DATA SHOWN:
PR #309, opened 2022-02-28
optax: Add Kullback-Leibler Divergence Loss

holounic:


optax/_src/loss.py
```diff
@@ -358,3 +358,26 @@ def loop_body(prev, x):
   per_seq_loss = -jnp.einsum('bn,bn->b', logalpha_phi_last, one_hot)
 
   return per_seq_loss
+
+
+def kldiv_loss(predictions: chex.Array,
+               targets: chex.Array):
+  """Computes the Kullback-Leibler divergence (relative entropy) loss.
+
+  Measures the information gain achieved if probability distribution P
```
mkunesch, line 367: Nit: since you don't refer to P and Q elsewhere I don't think it's necessary to introduce these names (you could write it in terms of a different distribution and a reference distribution). But as I said, this is a nit - it's perfectly clear what you mean.

optax/_src/loss.py
```diff
@@ -358,3 +358,26 @@ def loop_body(prev, x):
...
+  Args:
+    predictions: Probabilities of predicted distribution with shape [..., dim].
+    targets: Probabilities of target distribution with shape [..., dim].
+
+  Returns:
+    Kullback-Leibler divergence of predicted distribution from target
+    distribution with shape [...].
+  """
+  chex.assert_type([predictions, targets], float)
+  log_p_div_q = jnp.log(jnp.divide(targets, predictions))
```
mkunesch, line 382: Nit: is there a reason for why you use the long forms `jnp.divide` and `jnp.multiply`? I personally find `/` and `*` easier to read.

optax/_src/loss.py
```diff
@@ -358,3 +358,26 @@ def loop_body(prev, x):
...
+  return jnp.sum(jnp.multiply(targets, log_p_div_q), axis=-1)
```
mkunesch, line 383: I think we might need to handle numerical underflow and division by zero somehow ... afaik pytorch implements this as operating on `log_targets` and `log_predictions` and tensorflow does some clipping potentially with a small epsilon? What do you think? If you agree, let's discuss what the better approach is!

(Just so that I don't forget: if it is important we should add tests for underflow and div by zero.)

optax/_src/loss_test.py
```diff
@@ -369,5 +369,28 @@ def test_repeat_with_one_to_one_alignment(self):
           jnp.array(expected_loss), per_seq_loss[n], rtol=self._rtol)
 
 
+class KLDivLossTest(parameterized.TestCase):
```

INSTRUCTIONS TO FOLLOW:
Write every record out again exactly.

ANSWER BELOW:
PR #309, opened 2022-02-28
optax: Add Kullback-Leibler Divergence Loss

holounic:


optax/_src/loss.py
```diff
@@ -358,3 +358,26 @@ def loop_body(prev, x):
   per_seq_loss = -jnp.einsum('bn,bn->b', logalpha_phi_last, one_hot)
 
   return per_seq_loss
+
+
+def kldiv_loss(predictions: chex.Array,
+               targets: chex.Array):
+  """Computes the Kullback-Leibler divergence (relative entropy) loss.
+
+  Measures the information gain achieved if probability distribution P
```
mkunesch, line 367: Nit: since you don't refer to P and Q elsewhere I don't think it's necessary to introduce these names (you could write it in terms of a different distribution and a reference distribution). But as I said, this is a nit - it's perfectly clear what you mean.

optax/_src/loss.py
```diff
@@ -358,3 +358,26 @@ def loop_body(prev, x):
...
+  Args:
+    predictions: Probabilities of predicted distribution with shape [..., dim].
+    targets: Probabilities of target distribution with shape [..., dim].
+
+  Returns:
+    Kullback-Leibler divergence of predicted distribution from target
+    distribution with shape [...].
+  """
+  chex.assert_type([predictions, targets], float)
+  log_p_div_q = jnp.log(jnp.divide(targets, predictions))
```
mkunesch, line 382: Nit: is there a reason for why you use the long forms `jnp.divide` and `jnp.multiply`? I personally find `/` and `*` easier to read.

optax/_src/loss.py
```diff
@@ -358,3 +358,26 @@ def loop_body(prev, x):
...
+  return jnp.sum(jnp.multiply(targets, log_p_div_q), axis=-1)
```
mkunesch, line 383: I think we might need to handle numerical underflow and division by zero somehow ... afaik pytorch implements this as operating on `log_targets` and `log_predictions` and tensorflow does some clipping potentially with a small epsilon? What do you think? If you agree, let's discuss what the better approach is!

(Just so that I don't forget: if it is important we should add tests for underflow and div by zero.)

optax/_src/loss_test.py
```diff
@@ -369,5 +369,28 @@ def test_repeat_with_one_to_one_alignment(self):
           jnp.array(expected_loss), per_seq_loss[n], rtol=self._rtol)
 
 
+class KLDivLossTest(parameterized.TestCase):
```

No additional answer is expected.